Using the listing that follows, return every line with the word "lane".

---- DATA LISTING

PR #654, opened 2023-07-15
e2e: rte lane cleanups

ffromani:
improve the e2e rte lane to prepare to for future fixes (see #653 ).


ffromani:
on second thought we probably don't need this split anymore. Focusing on #653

--------

◆ ANSWER TO THIS EXERCISE
e2e: rte lane cleanups
improve the e2e rte lane to prepare to for future fixes (see #653 ).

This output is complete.